Sus pies eran silenciosos. Sus dedos, pequeños y hábiles, apenas rozaban la ropa
cuando se adentraban sigilosos en los bolsillos de los espectadores. El
caballero sonrió. Era buena la condenada.
Aún
recordaba la conversación que habían tenido el día anterior, mientras hacían
recuento de lo que habían recaudado.
―No te
estarás quedando con nada, ¿verdad?

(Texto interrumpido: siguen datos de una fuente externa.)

PR #5983, opened 2026-03-11
fix(vscode): use regex for TS extension patching to support VS Code 1.110+

### LINKED ISSUE #4221: File Explorer "Find File References" not working for .vue SFC
### Description
When **not** in hybrid mode, when right-clicking on a `.vue` file, VSCode responds with the error shown in the picture below.
Works without an issue when in hybrid mode.

image

### Expected behaviour
Actually finding the references for the SFC component.

### Environment

- OS: `Windows 11 Version 10.0.22631 Build 22631`
- VSCode: `v1.87.2` (latest)
- Vue Extension: `v2.0.10`
- Typescript: `v5.2.2`

### Additional information
Possibly related to https://github.com/vuejs/language-tools/issues/4171, but not entirely sure, hence the new issue.

ebiryu:
## Summary

- VS Code 1.110 switched its extension build system from `tsb` to `tsgo` (microsoft/vscode#292461), changing the minified variable names in the built-in TypeScript extension's `dist/extension.js`
- The hardcoded string patterns in `patchTypeScriptExtension()` no longer matched, causing the monkey-patches to silently fail
- This broke "Find File References" and other TypeScript features for `.vue` files, because `isSupportedLanguageMode` no longer included `vue`

This PR replaces the four hardcoded string replacements with regex-based patterns that match identifier names regardless of minification, supporting both the old format (`t.typescript`, `t.jsTsLanguageModes`) and the new format (`bl`, `Oh`).

Fixes https://github.com/vuejs/language-tools/issues/4221#issuecomment-4036019402

### DIFF
--- a/extensions/vscode/src/extension.ts
+++ b/extensions/vscode/src/extension.ts
@@ -328,25 +328,43 @@ function patchTypeScriptExtension() {
 		if (args[0] === extensionJsPath) {
 			let text = readFileSync(...args) as string;
 
+			const id = String.raw`[\w$]+(?:\.[\w$]+)?`;
+
 			// patch jsTsLanguageModes
+			// before 1.110: t.jsTsLanguageModes=[t.javascript,t.javascriptreact,t.typescript,t.typescriptreact]
+			// since 1.110:  "javascriptreact",Oh=[Ma,Ua,bl,Ns]
 			text = text.replace(
-				't.jsTsLanguageModes=[t.javascript,t.javascriptreact,t.typescript,t.typescriptreact]',
-				s => s + '.concat("vue")',
+				new RegExp(
+					String
+						.raw`(\.jsTsLanguageModes=\[${id},${id},${id},${id}\])|("javascriptreact",(${id})=\[(${id},${id},${id},${id})\])`,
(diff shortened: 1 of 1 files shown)


johnsoncodehk:
LGTM, thanks!

vidal7:
Thank you. For users still using Vue 2. Does the `3.0.8` version still working with VS Code 1.110?

dadigu:
> Thank you. For users still using Vue 2. Does the `3.0.8` version still working with VS Code 1.110?

I can confirm. 3.0.8 does not work with VS Code 1.110+. `findAllFileReferences` fails with "Unsupported file type". The TS server log shows the plugin loads fine, but the command is rejected client-side before reaching the server.

We're also maintaining a Vue 2.7 app, so upgrading to 3.1+ isn't an option. Would it be possible to backport this fix to a 3.0.x release?

johnsoncodehk:
You can use `@vue/language-server` v3.0.x together with the Vue VSCode extension v3.2.6 for compatibility, see https://github.com/vuejs/language-tools/wiki/Vue-2-Compat-Guides.

PR #6025, opened 2026-04-25
fix(vscode): do not access config before activate is called

kermanx:
`resolveServerPath()` and `patchTypeScriptExtension()` were being called at module top level, causing `config.server.path` and `config.server.includeLanguages` to be read before the extension is activated.

This moves both calls inside the `defineExtension` callback so they run after `activate`.


johnsoncodehk:
`patchTypeScriptExtension()` needs to stay at the root — it has to patch `fs.readFileSync` before the TS extension loads. If it runs inside `defineExtension`, the TS extension may already be active and we'd hit the `tsExtension.isActive` branch that forces a restart.

`resolveServerPath()` is fine to move though.

Issue #2735, opened 2022-10-02
[shapes] `DrawLineBezier*()` functions redesign


raysan5:
As stated in this PR (https://github.com/raysan5/raylib/pull/2721), `DrawLineBezier*()` functions do not work as expected, leaving gaps between the lines. Solution requires a redesign of those functions using triangle-strip.

`DrawLineBezier()` calls `DrawLineEx()` that calls `DrawTriangleStrip()`. That last function should actually manage the gaps properly because it's a triangle strip. 

`DrawLineBezier()` shouldn't use `DrawLineEx()` to draw the bezier in small pieces but use a custom `DrawTriangleStrip()` implementation to define all required points while drawing the triangles connection between them.

kgpjay:
hi @raysan5, please assign me this issue, I would can work on this.

raysan5:
@kgpjay You got the issue assigned, feel free to ask if you have any question. Remember to check the required [coding conventions](https://github.com/raysan5/raylib/blob/master/CONVENTIONS.md).

raysan5:
@kgpjay Are you working on this feature? Any progress?

nobytesgiven:
Working on this, will open a pull request soon.

PR #2767, opened 2022-10-22
Fix bezier line breaking #2735

nobytesgiven:
This fixes the issue #2735.
I used the testing code from the issue above.
image

### DIFF
--- a/src/rshapes.c
+++ b/src/rshapes.c
@@ -207,11 +207,12 @@ void DrawLineBezier(Vector2 startPos, Vector2 endPos, float thick, Color color)
         current.y = EaseCubicInOut((float)i, startPos.y, endPos.y - startPos.y, (float)BEZIER_LINE_DIVISIONS);
         current.x = previous.x + (endPos.x - startPos.x)/ (float)BEZIER_LINE_DIVISIONS;
 
-        double dy = current.y-previous.y;
-        double dx = current.x-previous.x;
-        double size = 0.5*thick/sqrt(dx*dx+dy*dy);
+        float dy = current.y-previous.y;
+        float dx = current.x-previous.x;
+        float size = 0.5*thick/sqrt(dx*dx+dy*dy);
 
-        if (i==1) {
+        if (i==1)
+        {
             pts[0].x = previous.x+dy*size;
             pts[0].y = previous.y-dx*size;
             pts[1].x = previous.x-dy*size;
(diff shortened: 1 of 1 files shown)


src/rshapes.c
```diff
@@ -197,19 +198,36 @@ void DrawLineBezier(Vector2 startPos, Vector2 endPos, float thick, Color color)
...
         // NOTE: Easing is calculated only for y position value
         current.y = EaseCubicInOut((float)i, startPos.y, endPos.y - startPos.y, (float)BEZIER_LINE_DIVISIONS);
         current.x = previous.x + (endPos.x - startPos.x)/ (float)BEZIER_LINE_DIVISIONS;
 
-        // TODO: Avoid drawing the line by pieces, it generates gaps for big thicks,
-        // Custom "triangle-strip" implementation should be used, check DrawTriangleStrip() for reference
-        DrawLineEx(previous, current, thick, color);
+        double dy = current.y-previous.y;
+        double dx = current.x-previous.x;
+        double size = 0.5*thick/sqrt(dx*dx+dy*dy);
```
JosephSBoyle, line 212: Should `dy`, `dx` and `size` be floats instead of doubles? 

`EaseCubicInOut` returns a float, and the values contained in `Vector2` are also floats.

nobytesgiven: You are right, thanks for the review!

orcmid: > Should `dy`, `dx` and `size` be floats instead of doubles?
> 
> `EaseCubicInOut` returns a float, and the values contained in `Vector2` are also floats.

I suspect it is because the prototype of `sqrt` is

```C
double sqrt(double x)
```
and you don't want to lose precision going into or out of that function, especially because `dy` and `dx` are differences and those can be fragile if the differences between current and previous are relatively small.

Rather than simply line up types, it might be useful to do some test computations to see if there are noticeable differences in the actual precision achieved.

nobytesgiven: I don't think it matters, 7 digits of precision are enough. I guess `size` can remain double but it's really nitpicky in my opinion.

raysan5: please, could you avoid doubles? I tried to avoid them in all raylib.

orcmid: It is valuable to keep in mind that differences of same-signed floating-point values are notorious for loss of _accuracy_, in some cases, regardless of the capacity (what we tend to call precision) of the floating-point values.  Then multiplying those differences by something (or squaring them) makes it worse.  (There's good reason that `sqrt` produces a `double` result.)

So, rather than believing in _x_-digits precision, one needs to be able to show how at least enough _accuracy_ is achieved.  In this case, enough to ensure smoothness in graphical determination.  Or simply hedge and use higher-precision for intermediate operations and their stored results.  The compiler and the floating-point instructions are already doing some of that without requiring any attention, so long as the code does not get in the way.

orcmid: > please, could you avoid doubles? I tried to avoid them in all raylib.

@raysan5 Do you use a compiler option to force that in intermediate calculations, or is your concern just about stored values and parameter types?  (I'm not certain the intermediate cases are avoidable.)

src/rshapes.c
```diff
@@ -197,19 +198,37 @@ void DrawLineBezier(Vector2 startPos, Vector2 endPos, float thick, Color color)
     Vector2 previous = startPos;
     Vector2 current = { 0 };
 
+    Vector2* pts = RL_MALLOC((2*BEZIER_LINE_DIVISIONS+2)*sizeof(Vector2));
```
raysan5, line 201: I prefer to avoid memory allocations. We can just use a stack allocated array:
```c
Vector2 points[2*BEZIER_LINE_DIVISIONS + 2] = { 0 };
```

nobytesgiven: Fixed.

raysan5:
@nobytesgiven thank you very much for the improvement!

PR #2768, opened 2022-10-23
Refactor out unnecessary stack allocations in collision detection procedures

JosephSBoyle:
There are some unnecessary variables being created in the 'CheckCollision' functions which this PR refactors out. Additionally, removing these unnecessary vars has benefits for readability and terseness.

---------------------------------------
Notes:
I checked the following toy example with [godbolt](https://godbolt.org/):
```C
// Existing pattern
int checkStackAllocation(int foo, int bar) {
    int baz = 0;
    if (foo > bar) baz = 1;
    return baz;
}
// Refactored version
int checkStackAllocation2(int foo, int bar) {
    return (foo > bar);
}
```
With optimization enabled (even `-O1` in gcc 12.2) the compiler avoids allocating 'baz' in the first example.

### DIFF
--- a/src/rshapes.c
+++ b/src/rshapes.c
@@ -1557,18 +1557,12 @@ bool CheckCollisionPointRec(Vector2 point, Rectangle rec)
 // Check if point is inside circle
 bool CheckCollisionPointCircle(Vector2 point, Vector2 center, float radius)
 {
-    bool collision = false;
-
-    collision = CheckCollisionCircles(point, 0, center, radius);
-
-    return collision;
+    return CheckCollisionCircles(point, 0, center, radius);
 }
 
 // Check if point is inside a triangle defined by three points (p1, p2, p3)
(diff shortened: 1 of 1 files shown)


raysan5:
@JosephSBoyle Sorry, I'm not merging this PR. Those variables are deliverately created to be consistent with all collision detection functions and follow same pattern.

630Studios:
Asinine reason to keep unneeded and wasteful stack allocations.

orcmid:
> ... unneeded and wasteful stack allocations.

Those are the simplest and most efficient allocations and compilers these days can take advantage of them to remove them from code, using registers as needed.  @JosephSBoyle  confirmed that can be the case.  

I also favor the simplification of the @JosephSBoyle example and I would do things like that in *my* code.  @raysan5 gets to set the style for raylib.  It's his ball and bat.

Mira que el jefe se da cuenta de esas
cosas...
―Por
supuesto que no, ¿por quién me has tomado?
A pesar de
sus palabras, desviaba su mirada hacia un lado al decirlo, y eso le hacía
sospechar que estaba mintiendo. No es que la hubiese tomado cariño, pero sabía
más de un diablillo que había sido encontrado flotando en el río después de
haber sido cogido con las manos en la masa... o en la caja de caudales. Lo malo
es que a ella tal vez la violarían antes.
―Además... ―añadió
la mujercilla con una sonrisa― siempre sabría cómo compensar el error.
―¿Ah, sí? ―contestó,
distraído. Estaba contando el dinero, y necesitaba concentración. “45, 46, 47,
48...” Hoy no había sido un buen día. ―Sabes, yo que tú tendría cuidado. Al
jefe no le gustan los que se pasan de listos.
―Entonces
deberías dejar de engañarle con la recaudación.
Thomas dejó
de contar y miró amenazadoramente a la niña. Tuvo que controlar su puño derecho
para que no golpeara contra la mesa de madera.
―No seas
bocazas, mocosa. Ni siquiera sabes contar.
―Eso es lo
que dicen... ―contestó, tratando de disimular su frustración y mirando de reojo
el dinero que Thomas manejaba. Esta vez no pudo contenerse. Se levantó y
estrujó la hermosa cara de la pequeña Bonnie con sus manos sucias y fuertes. La
dura de Bonnie no varió su expresión ni se puso más pálida de lo que ya estaba.
―Escúchame
bien. Vuelve a insinuar algo como eso y seré yo mismo quien te estrangule y
eche tu cadáver al río, ¿me has oído? Ya te he protegido más de una vez de esos
rufianes... y algún día podría dejar de hacerlo.
Recuperó su posición, dio un trago
al vino aguado y continuó contando. Aunque habían acordado un reparto
equitativo de las ganancias, le dio menos de lo que le correspondía.
―Aquí tienes
tus treinta y siete chelines. Ahora, agua.
Bonnie se
levantó y cogió las monedas con desgana.
―Con esto no
tengo ni para el pan.
―Pues vete a
darte un paseo por el East End.
La mujercilla le
echó una mirada llena de odio y se alejó corriendo. El falso caballero inglés
con sombrero de copa sacudió la cabeza con desprecio y murmuró:
―Chiquillas...
(continuará...)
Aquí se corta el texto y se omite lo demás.